Only a small minority of the population, 18 per cent, ever “binge drink” even under the ludicrous Government definitions and 82 per cent don’t. That’s better than in 2003, when 23 per cent were officially “binge drinkers” – a 22 per cent drop in “binge drinking” in three years.

Now parents are to be “given advice about how much alcohol their children can safely drink” – more nannying nonsense. Most parents are perfectly able to educate their children, and those that can’t aren’t going to be influenced by advice from a man called Ed Balls: “I’m sorry, darling, I would pop out and buy you a bottle of Smirnoff from the supermarket, but the Children’s Minister has just personally popped a leaflet through the letterbox saying that as you’re only 14 I shouldn’t.”
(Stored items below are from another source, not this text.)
PR #91, opened 2021-09-10
Starting the W3SVC service in case it is stopped

### LINKED ISSUE #62: Start IIS service if stopped
After dbsync, we try to start the AOS IIS sites, but if the w3svc is stopped, it fails. We should start it if it's stopped:

image

Exception message:
```
Microsoft.Web.Administration.ServerManagerException: The World Wide Web Publishing Service (W3SVC) is stopped.
Websites cannot be started unless the World Wide Web Publishing Service (W3SVC) is running.
```

Antonstockmarr:
When starting IIS site AOSServices, the IIS services must be running. This change will start it every time, and if it is already started it will just state that and move on.
#patch
closes #62 

After stopping the services and making sure that W3SVC is not running, this is the output:
image


AndreasHassing:
Can you provide test details? Can you show a screenshot of successful start of `W3SVC`, just to make sure the service name is correct, etc. 😊.

AndreasHassing (approved):

Omaaarz (approved):

PR #98, opened 2021-09-17
Fix cleaning up storage account of LCS-hosted environment, by loading storage string from web.config

### LINKED ISSUE #97: Cannot clear storage account on LCS-hosted devbox
I'm trying to re-enabling the scale unit, when I try to clear the azure storage, I get an error

Scale unit storage to clean up: 2
Unhandled exception. System.ArgumentNullException: Value cannot be null. (Parameter 'connectionString')
   at Azure.Storage.StorageConnectionString.Parse(String connectionString)
   at Azure.Storage.Blobs.BlobServiceClient..ctor(String connectionString, BlobClientOptions options)
   at ScaleUnitManagement.ScaleUnitFeatureManager.Common.StorageAccountCleaner.DeleteBlobContainers() in /home/runner/work/SCMScaleUnitDevTools/SCMScaleUnitDevTools/src/ScaleUnitManagement/ScaleUnitFeatureManager/Common/StorageAccountCleaner.cs:line 29

Antonstockmarr:
On LCS-hosted environments the Azure storage connection string is not required in the userConfig. In this case, the connection string is loaded from the web.config file. The file is decrypted first.

I do not have access to an LCS-hosted environment, but on my SingleOneBox environment the correct string can be loaded from webconfig, tables are cleared, and the web.config is encrypted afterwards.

#patch
resolves #97


Antonstockmarr:
Can one of you clarify for me:
Can it ever happen that there is an error in the constructor of WebConfig, such that the file is decrypted, but dispose is never invoked? If yes, how can we unsure that web.config can never be left unencrypted?

AndreasHassing:
> @AndreasHassing / @Omaaarz you clarify for me:
> Can it ever happen that there is an error in the constructor of WebConfig, such that the file is decrypted, but dispose is never invoked? If yes, how can we unsure that web.config can never be left unencrypted?

To help ensure that issues won't occur, we need a sequence like:
1. Copy `web.config` to a temporary directory.
2. Decrypt that copy.
3. Make the change to the copy.
4. Re-encrypt it.
5. Copy it back to the `AosService` directory.

src/CLI/SetupToolsOptions/CleanUpStorageAccount.cs
```diff
@@ -28,13 +28,17 @@ public static async Task Show(int input, string selectionHistory)
...
+            try
             {
+                using var context = ScaleUnitContext.CreateContext(sortedScaleUnits[input - 1].ScaleUnitId);
                 var storageAccountManager = new StorageAccountManager();
                 await storageAccountManager.CleanStorageAccount();
+                Console.WriteLine("Done");
+            }
+            catch (Exception ex)
+            {
+                Console.WriteLine($"An exception occured while cleaning up storage: {ex.Message}");
```
AndreasHassing, line 40: You should just use `{ex}` to get the stack trace and message.

src/ScaleUnitManagement/ScaleUnitFeatureManager/Utilities/WebConfig.cs
```diff
@@ -18,6 +18,8 @@ public WebConfig()
             webConfigPath = scaleUnit.WebConfigPath();
             configEncryptorExePath = scaleUnit.ConfigEncryptorExePath();
 
+            Decrypt();
```
AndreasHassing, line 21: We only want to do this when we need to read encrypted values, so we don't break the environment in case of errors after decrypting.

Also, decrypt a copied version of the file and use that instead.

AndreasHassing (changes requested):

Antonstockmarr:
Where should this temporary directory be located? Would it be fine to create a temporary folder in the folder with the executables for the program?

src/ScaleUnitManagement/ScaleUnitFeatureManager/Utilities/WebConfig.cs
```diff
@@ -63,13 +62,48 @@ public void UpdateXElementIfExists(string key, string value)
...
 
+        private XElement GetDecryptedElementWithAttribute(string key)
+        {
+            string decryptPath = Path.GetTempFileName();
+            XElement element = null;
+
+            try
+            {
+                File.Copy(webConfigPath, decryptPath, true);
+                var ce = new CommandExecutor(configEncryptorExePath, "-decrypt " + decryptPath);
```
AndreasHassing, line 86: Will this work if `decryptPath` has spaces in it (i.e. if the local machine user name has spaces)? Normally in CMD and PWSH we need to enclose paths with spaces in double quotes for it to work.

src/ScaleUnitManagement/ScaleUnitFeatureManager/Utilities/WebConfig.cs
```diff
@@ -63,13 +62,48 @@ public void UpdateXElementIfExists(string key, string value)
...
         }
 
+        private XElement GetDecryptedElementWithAttribute(string key)
+        {
+            string decryptPath = Path.GetTempFileName();
+            XElement element = null;
+
+            try
+            {
+                File.Copy(webConfigPath, decryptPath, true);
```
AndreasHassing, line 85: Consider using labels for boolean parameters as it's not clear from the call-site what the `true` means.

Also, in APIs like `File.Copy` where it takes two parameters and it's unclear from the call-site if the source should be the left or right argument, consider using labels for those too.

```csharp
File.Copy(sourceFileName: webConfigPath, destFileName: decryptPath, overwrite: true);
```

src/ScaleUnitManagement/ScaleUnitFeatureManager/Utilities/WebConfig.cs
```diff
@@ -63,13 +62,48 @@ public void UpdateXElementIfExists(string key, string value)
...
+                File.Delete(decryptPath);
+            }
+
+            return element;
+        }
+
+        private XElement GetElementWithAttribute(XDocument document, string key)
+        {
+            return document.Descendants()
+                .Where(x => (string)x.Attribute("key") == key)
```
AndreasHassing, line 103: Consider making this comparison case insensitive.

AndreasHassing (approved):
Approving with nit comments 👍.

src/ScaleUnitManagement/ScaleUnitFeatureManager/Utilities/WebConfig.cs
```diff
@@ -63,13 +62,48 @@ public void UpdateXElementIfExists(string key, string value)
 
         public string GetXElementValue(string key)
         {
-            var element = doc.Descendants()
-                .Where(x => (string)x.Attribute("key") == key)
-                .FirstOrDefault();
+            XElement element;
+            if (key.Equals("AzureStorage.StorageConnectionString"))
+            {
+                element = GetDecryptedElementWithAttribute(key);
```
Omaaarz, line 68: I would let the caller decide whether he needs a decrypted value or not, It will be easier if we had more decrypted fields that are needed from the web config. So, I'm suggesting having another method for getting values from decrypted fields

Omaaarz (commented):
Looks good to me. I have 1 suggestion.

src/ScaleUnitManagement/ScaleUnitFeatureManager/Utilities/WebConfig.cs
Antonstockmarr: Okay. My idea was to encapsulate all decryption related in the web.config. But if the caller decides whether to decrypt or not, would it not be better to have a constructor overload, decrypting the file right away and keeping the decrypted copy? That way the file is not decrypted/deleted everytime a decrypted key is needed.

Omaaarz: Love that!

AndreasHassing: In my mind, I think it's OK that the caller knows certain values have special-case handling (in this case: decryption).

For now, we don't need any further abstractions to make it easier for consumers of the `WebConfig` API to get decrypted values, but if we have more uses in the future, we can refactor based on our needs at that point in time 😊.

src/ScaleUnitManagement/ScaleUnitFeatureManager/Utilities/WebConfig.cs
Antonstockmarr: No, you're right, this will fail if the decryptPath has spaces...

src/ScaleUnitManagement/ScaleUnitFeatureManager/Utilities/WebConfig.cs
Antonstockmarr: @AndreasHassing just to clarify, do you recommend no further action on this before it is needed?

AndreasHassing: Sorry for not being clearer.

I agree with what Omar is saying: give the caller a `GetDecryptedXElementValue` API - they will know when to use it (for `StorageConnectionString`, for example) - don't internalize knowledge about which fields are encrypted in `WebConfig.cs`; then later, if we need many fields decrypted, we can reevaluate performance and readability of the solution at that point.

I also like the constructor approach (and so did Omar) - so pick whichever 😊.

src/ScaleUnitManagement/ScaleUnitFeatureManager/Utilities/WebConfig.cs
```diff
@@ -100,7 +101,7 @@ private XElement GetDecryptedElementWithAttribute(string key)
         private XElement GetElementWithAttribute(XDocument document, string key)
         {
             return document.Descendants()
-                .Where(x => (string)x.Attribute("key") == key)
+                .Where(x => x.Attribute("key") is null ? false : ((string)x.Attribute("key")).ToLower().Equals(key.ToLower()))
```
AndreasHassing, line 104: Or with [`StringComparison`](https://docs.microsoft.com/en-us/dotnet/api/system.string.equals?view=net-5.0#System_String_Equals_System_String_System_StringComparison_):
```csharp
(x.Attribute("key") as string)?.Equals(key, StringComparison.OrdinalIgnoreCase)
```

AndreasHassing: Remember, for nits: Feel free to resolve this if you believe the PR does not improve with this change.

Antonstockmarr: The problem with "?" is that "Where()" will not accept "bool?". So in case the attribute is null it must be explicitly set to false.

AndreasHassing: Aah of course. Thanks for letting me know, you're absolutely right.

Antonstockmarr: No problem :). I will still use the StringComparison to ignore case I think.

AndreasHassing (approved):

PR #102, opened 2021-10-01
Allow user to choose a subset of steps to run

### LINKED ISSUE #75: Ability to run individual steps or a subset of steps during scale unit configuration
For example: to avoid having to run DbSync while only wanting to invoke the configure endpoint in the AOS.

[Sharprompt](https://github.com/shibayan/Sharprompt) looks like it could be a good solution for this problem.

Antonstockmarr:
Create two different types of screens, the single select and the multi select used for selecting steps.
Tests included for the two screen types.
#minor
Resolves #75

### DIFF
--- a/src/CLI/EnableScaleUnitFeature.cs
+++ b/src/CLI/EnableScaleUnitFeature.cs
@@ -15,7 +15,7 @@ namespace CLI
         public override async Task Show(int input, string selectionHistory)
         {
             List<CLIOption> options = SelectScaleUnitOptions(GetSortedScaleUnits(), PrintAvailableStepsForScaleUnit);
-            var screen = new CLIScreen(options, selectionHistory, "Environments:\n", "\nWhich environment would you like to configure?: ");
+            var screen = new SingleSelectScreen(options, selectionHistory, "Environments:\n", "\nWhich environment would you like to configure?: ");
             await CLIController.ShowScreen(screen);
         }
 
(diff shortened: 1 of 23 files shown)


src/CLI/EnableScaleUnitFeature.cs
```diff
@@ -42,33 +42,31 @@ protected async Task PrintAvailableSteps(int input, string selectionHistory)
...
             foreach (IStep step in availableSteps)
             {
-                options.Add(new CLIOption() { Name = step.Label(), Command = RunStepsFromTask });
+                options.Add(new CLIOption() { Name = step.Label(), Command = RunStep });
             }
 
             ScaleUnitInstance scaleUnit = Config.FindScaleUnitWithId(ScaleUnitContext.GetScaleUnitId());
-            var screen = new CLIScreen(options, selectionHistory, $"Task sequence to run for {scaleUnit.PrintableName()}\n", "\nSelect task to start from: ");
+
+            string helpMessage = $"Please select steps you would like to run by supplying the step numbers\n" +
```
AndreasHassing, line 50: Should also explain that no steps chosen means: "run it all".

Wondering if we should provide what was previously there: ability for open-ended ranges.

Previously, a user would supply `3` (for instance) and then the tool would run `3-N`.

Consider if this makes sense (@Omaaarz to provide input on whether this makes sense to support, still).

AndreasHassing (commented):
Leaving for @Omaaarz to approve this, just added a few comments.

src/CLI/EnableScaleUnitFeature.cs
Antonstockmarr: Right, no input should mean run all. One could also open up for input of type "3-7" or similar.

src/CLIFramework/MultiSelectScreen.cs
```diff
@@ -100,20 +103,25 @@ private void PartitionBySign(int[] enteredNumbers, List<int> positives, List<int
...
+        private List<int> ParseInputList(string[] commaSeparatedInput)
         {
-            int[] numbers = new int[commaSeparatedInput.Length];
+            var dashSeparatedNumbers = new Regex(@"^(\d+)\s*-\s*(\d+)");
+
+            var numbers = new List<int>();
             for (int i = 0; i < commaSeparatedInput.Length; i++)
             {
                 string substring = commaSeparatedInput[i];
-                substring.Trim();
```
AndreasHassing: Why don't we want the `Trim()` anymore? I would rather that we do not fail because the user entered:
`1-2, 4,5- 7`.

src/CLI/EnableScaleUnitFeature.cs
AndreasHassing: Are we informing the user that; no input means: run all?

AndreasHassing (changes requested):

src/CLIFramework/MultiSelectScreen.cs
Antonstockmarr: I looked up the implementation of int.TryParse(), and it does not care about surrounding white spaces, so trimming actually does not change anything. The sequence you wrote there would still succeed, and I think the tests reflect this. At least the "1 - 2" case with spaces on both sides.

AndreasHassing: Gotcha, thanks 😊.

src/CLI/EnableScaleUnitFeature.cs
Antonstockmarr: You're right. I will add that

AndreasHassing (approved):

AndreasHassing:
I'd say this is a feature add, so am changing #patch to #minor.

And in another classic example of how to spin statistics in the drinks debate, the Guardian today reports that “the Liberal Democrats disclosed [sic] that 23,000 children under the age of 14 have been admitted to hospital due to alcohol in the last eight years.” Alarming? Well, any drunken under-14 is bad, obviously, but that works out at the average A&E unit seeing a blotto child aged 13 or less only once every six weeks. That’s rather fewer than the number of children injured while cycling every year. Around 60 children a year are killed in bicycling accidents. Will we see Ed Balls banning bicycles for the under-14s?

6 thoughts on “Binge drinking: a brief history

  1. What does Jancis mean by “the more Nordic” parts of Britain?

    Is she suggesting they binge more up North because of the miserable weather or because they’re all descended from Vikings?

    Do people binge more up North?

  2. I think by “the more Nordic parts” she’s talking mountains, higher latitudes and a tendency to drink spirits . . . I have no hard evidence to hand about comparative drinking levels in the flat south versus the mountainous north, but the only place I’ve ever seen the staff and contents of an off-licence protected by a wire grill was in Glasgow …

  3. Interesting etymology of binge drinking. I think there should be a campaign remove the negative spin from the fine tradition of drunken merriment.

  4. […]  ’A dictionary of slang published in 1889 said of “binge” that it was used at Oxford to mean “a big drinking bout”.The Times first prints the expression “binge drinker” in 1969, in an article about alcoholics headlined: “Call to help men who drink 30 pints a day”. The piece contrasts steady “heavy” drinkers, who “might not recognise themselves as alcoholics” when they heard the “dramatic stories of the “binge drinkers”. The idea of “binge drinking” as episodic heavy drinking continued through into the 1980s and the early 1990s’ Source: Binge Drinking: A Brief History […]

  5. I thought this was history but turned out to be a complain about national drinking limits… No evidence? Man! there’s a ton of evidence to support those limits.
    People could make better decision towards alcohol of they have clear boundries. Maybe you just don’t wanna see the fact that you drink like a whale and find it hard to accept an advice to cut down on your drinking.
    To some parents is not easy to offer the right guidance, so it’s important to make parenting materials about relevant topics.
    Please, stop writing about things you clearly and totally ignore.